His father was Heinrich I von Praunheim , his mother Adelheid von Echzell .

Wolfram II married his heir, Udelinde von Rödelheim . He had at least five children with her.

politics

Wolfram II has appeared as a lay judge in Frankfurt since 1243 . In 1248 he became the city's imperial school, an office he held between 1263 and 1268 with one interruption until his death in 1274. In the controversy for the throne between Richard of Cornwall and Conrad IV , he supported the latter.
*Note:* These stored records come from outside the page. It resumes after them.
PR #2676, opened 2026-07-24
add finaliser to GPUCluster CR using PATCH

tariq1890:
This PR adds a new util method to add a finaliser to the GPUCluster custom resource. It also uses `PATCH` to add the finaliser as it's safer and more robuse to race conditions around object updates.

h/t to @rajathagasthya for pointing me to the [method](https://github.com/kubernetes-sigs/cluster-api/blob/a51856a032639cebcfed15fcb0ec9f907c442e1e/util/finalizers/finalizers.go#L31) in CAPI that inspired this change

### DIFF
--- a/internal/utils/utils.go
+++ b/internal/utils/utils.go
@@ -17,6 +17,7 @@
 package utils
 
 import (
+	"context"
 	"fmt"
 	"hash"
 	"hash/fnv"
@@ -29,6 +30,8 @@ import (
 
 	"github.com/davecgh/go-spew/spew"
 	"k8s.io/apimachinery/pkg/util/rand"
+	"sigs.k8s.io/controller-runtime/pkg/client"
+	"sigs.k8s.io/controller-runtime/pkg/controller/controllerutil"
 )
 
 // GetFilesWithSuffix returns all files under a given base directory that have a specific suffix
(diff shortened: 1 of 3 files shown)


internal/utils/utils.go
```diff
@@ -163,3 +166,15 @@ func WriteFileAtomically(path, content string) error {
 	}
 	return nil
 }
+
+// EnsureFinalizer adds a finalizer if an object marked for deletion does not have a finalizer already set.
```
rahulait: This comment seems wrong. Aren't we skipping adding finalizer if object is marked for deletion? The comment says other way.

tariq1890: Thanks for catching that :)

tariq1890: Fixed.

rahulait (approved):

tariq1890:
Thanks for the review @rahulait. I updated the PR to address a review comment from Claude and also added unit tests

```
 Missing optimistic lock (internal/utils/utils.go:179): client.MergeFrom generates a patch with no resourceVersion, so the API server applies it without conflict detection. Two concurrent reconcilers can silently clobber each other's finalizers. The old r.Update included resourceVersion and would have 409'd. Fix: replace client.MergeFrom(original) with client.MergeFromWithOptions(original, client.MergeFromWithOptimisticLock{}).
 ```

rajathagasthya (approved):
Thanks!

PR #408, opened 2024-10-07
Refactor example font URLs in installFonts.ts and update base path in Fonts

wouterlucas:
Required to fix the auto deploy to gh pages


michielvandergeest (approved):
LGTM

PR #409, opened 2024-10-08
Performance updates

wouterlucas:
Stash of small performance updates:
* Removal of lots of redundant `const` creations
* Introduced a Texture Type to avoid more expensive `instanceof` checks
* Small refactor on `flipY` detection with RTT
* Reduced immediate GC pressure on node destroy by setting values to `undefined` over explicit `delete`
* Skip sanitizing custom `data` on node creation if inspector is disabled

Performance changes:
```
create: 60.24ms ±17.30 ->  50.07ms ±8.84
update: 30.66ms ±1.50 -> 28.87ms ±9.51
skipNth: 24.32ms ±7.00  -> 22.81ms ±5.22
select: 27.72ms ±12.20  -> 26.44ms ±15.72
swap: 28.14ms ±14.80 -> 24.16ms ±12.71
remove: 25.72ms ±5.20 -> 22.83ms ±5.25
createLots: 303.16ms ±141.40  -> 258.30ms ±50.86
append: 282.90ms ±36.70 -> 283.57ms ±191.68
clear: 14.76ms ±1.50 -> 14.59ms ±5.86
```


src/core/CoreNode.ts
```diff
@@ -1459,24 +1460,23 @@ export class CoreNode extends EventEmitter {
...
 
     this.props.texture = null;
     this.props.shader = this.stage.defShaderCtr;
 
-    const children = [...this.children];
-    for (let i = 0, length = children.length; i < length; i++) {
-      children[i]!.destroy();
+    for (let i = 0, length = this.children.length; i < length; i++) {
+      this.children[i]?.destroy();
     }
```
chiefcll, line 1478: The length of children was changing so it wasn't deleting every node. I'd recommend double checking this doesn't introduce a memory leak. Or you just always delete this.children[0] until empty.

wouterlucas: OK agree, doing a while loop until empty is then a better solution. Spreading a new array into a const is just slightly more expensive and creates additional GC pressure that in turn slows the whole thing down again.

wouterlucas: while loop should address it! lmk if it doesnt and thanks for the call out.

jfboeve (approved):

PR #410, opened 2024-10-08
fix: fallback when fetch does not supports URL scheme "data"

pecoram:
This PR implements a fallback for cases where createImageBitmap is supported but the fetch fails because does not supports URL scheme "data" (for example when using a polyfill).

### DIFF
--- a/src/core/lib/utils.ts
+++ b/src/core/lib/utils.ts
@@ -285,3 +285,42 @@ export function convertUrlToAbsolute(url: string): string {
   const absoluteUrl = new URL(url, self.location.href);
   return absoluteUrl.href;
 }
+
+export function base64DataFromSrc(src: string): [string, string] {
+  const matches = src.match(/^data:(.*?);base64,(.*)$/);
+
+  let mimeType;
+  let base64Content;
+
+  if (matches) {
+    mimeType = matches[1];
+    base64Content = matches[2];
+  }
+
+  mimeType = mimeType ?? 'image/png';
+  base64Content = base64Content ?? src;
+  base64Content = base64Content.replace(/-/g, '+').replace(/_/g, '/');
+
+  return [base64Content, mimeType];
+}
+
+export function base64toBlob(base64Data: string, contentType: string) {
+  contentType = contentType || '';
+  const sliceSize = 1024;
+  const byteCharacters = atob(base64Data);
+  const bytesLength = byteCharacters.length;
+  const slicesCount = Math.ceil(bytesLength / sliceSize);
+  const byteArrays = new Array(slicesCount);
+
+  for (let sliceIndex = 0; sliceIndex < slicesCount; ++sliceIndex) {
+    const begin = sliceIndex * sliceSize;
+    const end = Math.min(begin + sliceSize, bytesLength);
+
+    const bytes = new Array(end - begin);
+    for (let offset = begin, i = 0; offset < end; ++i, ++offset) {
+      bytes[i] = byteCharacters[offset]?.charCodeAt(0);
+    }
+    byteArrays[sliceIndex] = new Uint8Array(bytes);
+  }
+  return new Blob(byteArrays, { type: contentType });
+}
--- a/src/core/lib/utils.ts
+++ b/src/core/lib/utils.ts
@@ -286,7 +286,7 @@ export function convertUrlToAbsolute(url: string): string {
   return absoluteUrl.href;
 }
 
-export function base64DataFromSrc(src: string): [string, string] {
+export function base64DataFromSrc(src: string): [string, string] | undefined {
   const matches = src.match(/^data:(.*?);base64,(.*)$/);
 
   let mimeType;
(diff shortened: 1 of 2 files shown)


src/core/textures/ImageTexture.ts
```diff
@@ -143,8 +147,15 @@ export class ImageTexture extends Texture {
...
       );
     } else if (this.txManager.hasCreateImageBitmap === true) {
-      const response = await fetch(src);
-      const blob = await response.blob();
+      let blob;
+      try {
+        const response = await fetch(src);
+        blob = await response.blob();
+      } catch (error) {
+        const base64data = base64DataFromSrc(src);
```
elsassph, line 155: This looks very unsafe:

- There can be many errors caught here,
- It seems to be blindly trying to parse `src` as a data URL, while this seem like a very specific case.

pecoram: like this is better?

src/core/textures/ImageTexture.ts
```diff
@@ -143,8 +147,19 @@ export class ImageTexture extends Texture {
         sh,
       );
     } else if (this.txManager.hasCreateImageBitmap === true) {
-      const response = await fetch(src);
-      const blob = await response.blob();
+      let blob;
+      try {
```
wouterlucas, line 151: if `fetch` is a promise, why wrap it in a try/catch block?

src/core/textures/ImageTexture.ts
```diff
@@ -143,8 +147,19 @@ export class ImageTexture extends Texture {
...
+        const response = await fetch(src);
+        blob = await response.blob();
+      } catch (error) {
+        if (src.startsWith('data:')) {
```
wouterlucas, line 155: wouldn't it make more sense to do the `src.startsWith('data:')` check up top before or just after we do `fetch`? Sounds expensive to always make the fetch fail first, deal with the error chain and then try to parse a `data` blob. 

If its only an error case you're worried about, why not: 
```ts
const response = await fetch(src).catch( e => { /* .... handle error */ });

if (!response && src.startWith('data:')) {
  /* ... do alternate parsing here */
}
```

If this if this is a 1 in 10 or 1 in 100 time case, going through the try/catch error chain to then figure out its a `data:` and do an alternative path is very expensive.

src/core/lib/utils.ts
```diff
@@ -285,3 +285,42 @@ export function convertUrlToAbsolute(url: string): string {
...
+  let mimeType;
+  let base64Content;
+
+  if (matches) {
+    mimeType = matches[1];
+    base64Content = matches[2];
+  }
+
+  mimeType = mimeType ?? 'image/png';
+  base64Content = base64Content ?? src;
```
wouterlucas, line 301: if it didn't match, it would still return src and then fail down below in the base64toBlob?
I think we should handle the error case more strictly if we can figure it is not Base64 and bail out gracefully.

src/core/textures/ImageTexture.ts
wouterlucas: I honestly think this is a bad idea, rather keep things straight and neat instead of trying to fallback and make it work. If the feature is not available, we shouldn't try to make it work. It will cause confusion.

wouterlucas (changes requested):
Honestly I don't think we should do fallback when we can predetermine that the `createImageBitmap` won't work.

In such case we should just rely on `Image()` and turn off the path that involves `createImageBitmap`.

src/core/textures/ImageTexture.ts
pecoram: What can I do is using a function like this:

```
async function supportsDataURLFetch() {
  try {
    await fetch('data:text/plain,Test');
    return true;
  } catch (error) {
    return false;
  }
}
```

and check it at startup

src/core/textures/ImageTexture.ts
elsassph: It's idiomatic nowadays to `try { await } catch`

wouterlucas: is it? that doesn't automatically mean its a good idea 🙃

src/core/textures/ImageTexture.ts
wouterlucas: two questions:
* Does polyfilling it actually helps over just turning createImageBitmap support off?
* What polyfill are you using, as this seems like limitations of the polyfill?

pecoram: I used the polyfill (https://gist.github.com/pseudosavant/a6d970b945ae85ef4dbc43200da94faf) because the images were not taking the correct size, but with polyfill it was giving me that exception. Then I realised that by removing width and height from the new Image everything worked correctly and then I removed the polyfill. I added the fallback in the PR to avoid possible problems like this.

pecoram:
OK - I'm opening the PR with just the change we need, then we'll consider whether to go ahead with this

For this he received the clearing tithe in the Lindau forest north-west of Frankfurt, which was later supplemented by the church tithe there, which the provost of St. Bartholomew's Foundation in Frankfurt gave him. The city of Frankfurt was ultimately able to assert itself in these battles, both after the battle of Frankfurt in 1246, in which the opposing king Heinrich Raspe was victorious and occupied Frankfurt, and also during the siege of the city by the opposing king Wilhelm of Holland in 1249.

He is called on several times as a judge or mediator in significant legal disputes across the empire, for example in a dispute between the Archbishopric of Mainz and the Counts of Rieneck , one between the Archbishop of Mainz in 1264 and the Count Palatine around Burg and City of Weinheim, or between the Counts of Katzenelnbogen and the Lords of Falkenstein . The notarizations that he carried out during his long term in office, including in preparation for the Munzenberg inheritance, are also numerous .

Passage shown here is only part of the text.